Dataset entries

══════

PR #353, opened 2026-08-05
[FFL-2837] Expose precomputed configuration context

btthomas:
## Stack

1. [Parse flags configuration wire format: #344](https://github.com/DataDog/openfeature-js-client/pull/344)
2. Expose the precomputed context <- you are here

This PR uses #344 as its base. Merge #344 first. Then retarget this PR to `main`.

## Summary

This PR adds `getPrecomputedContext(configuration)` to `@datadog/flagging-core`.

The function returns a detached copy of the context from a valid precomputed configuration. It returns `undefined` when the configuration does not have a context-specific precomputed branch. The function does not change the configuration, OpenFeature, or provider state.

The function is available from these entry points:

- `@datadog/flagging-core`
- `@datadog/flagging-core/configuration`
- `@datadog/flagging-core/precomputed`
- `@datadog/openfeature-browser`
- `@datadog/openfeature-browser/precomputed`

The precomputed entry points remain free of Protobuf-ES modules.

## Reason

The configuration wire and parsed configuration are opaque contracts. SDK users need a supported way to set the OpenFeature context for a context-specific precomputed configuration.

Without this function, each SDK must inspect internal configuration fields or implement the same accessor. A shared function keeps browser and React Native behavior consistent.

## Behavior

- Preserve an explicit empty context.
- Preserve an explicit empty targeting key.
- Deep-copy nested objects, arrays, and dates.
- Return `undefined` for empty, rules-only, invalid-precomputed, and context-agnostic configurations.
- Return the precomputed context from a mixed valid configuration.

## Validation

- 435 flagging-core tests passed.
- 156 browser tests passed.
- Flagging-core and browser type checks passed.
- Flagging-core and browser builds passed.
- Biome and Prettier checks passed.


packages/browser/README.md
```diff
@@ -95,17 +95,34 @@ console.log(result.reason) // Evaluation reason
...
+  await OpenFeature.setContext(context)
+}
+
+const provider = new DatadogProvider({
+  clientToken: 'pub_...',
+  site: 'datadoghq.com',
+  env: 'production',
+  initialFlagsConfiguration: configuration,
+})
+await OpenFeature.setProvider(provider)
```
sameerank: `.setProvider` is not awaitable so

```suggestion
await OpenFeature.setProviderAndWait(provider)
```

or if we want to show an atomic registration of the context and initialization

```suggestion
if (context !== undefined) {
  await OpenFeature.setProviderAndWait(provider, context)
} else {
  await OpenFeature.setProviderAndWait(provider)
}
```

packages/browser/README.md
```diff
@@ -95,17 +95,34 @@ console.log(result.reason) // Evaluation reason
...
+if (context !== undefined) {
+  await OpenFeature.setContext(context)
+}
+
+const provider = new DatadogProvider({
+  clientToken: 'pub_...',
+  site: 'datadoghq.com',
+  env: 'production',
+  initialFlagsConfiguration: configuration,
+})
```
sameerank, line 135: I see that `applicationId` is optional in the public type

https://github.com/DataDog/openfeature-js-client/blob/afe31a76ad70ea8fbca4a7ee4c5810cc3638388e/packages/browser/src/domain/configuration.ts#L15

But `DatadogProvider` currently rejects its runtime configuration without it

https://github.com/DataDog/openfeature-js-client/blob/afe31a76ad70ea8fbca4a7ee4c5810cc3638388e/packages/browser/src/domain/configuration.ts#L92-L95

Should we include `applicationId` in this example to match the current runtime behavior?

sameerank (approved):

packages/browser/README.md
btthomas: Thank you!
https://github.com/DataDog/openfeature-js-client/pull/353/commits/d0d2f51ca49071c2ff8717ced6347ec08f757891

packages/browser/README.md
btthomas: Another PR coming soon for the optional/required bit.

Either way, fixed the README here: https://github.com/DataDog/openfeature-js-client/pull/353/commits/d0d2f51ca49071c2ff8717ced6347ec08f757891

btthomas: https://github.com/DataDog/openfeature-js-client/pull/355

sameerank:
#344 has been rebased onto the latest `main` and force-pushed at `939da976`. ~Could you rebase `blake.thomas/FFL-2837/precomputed-context` onto the updated `sameerank/FFL-2835/configuration-from-string`?~ (Never mind, I went ahead with the rebase) #346’s documented initialization flow depends on #353.

leoromanovsky (approved):
👍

══════

Each line in which the string "btthomas" is found must be copied from the data.

btthomas:
btthomas: Thank you!
btthomas: Another PR coming soon for the optional/required bit.
btthomas: https://github.com/DataDog/openfeature-js-client/pull/355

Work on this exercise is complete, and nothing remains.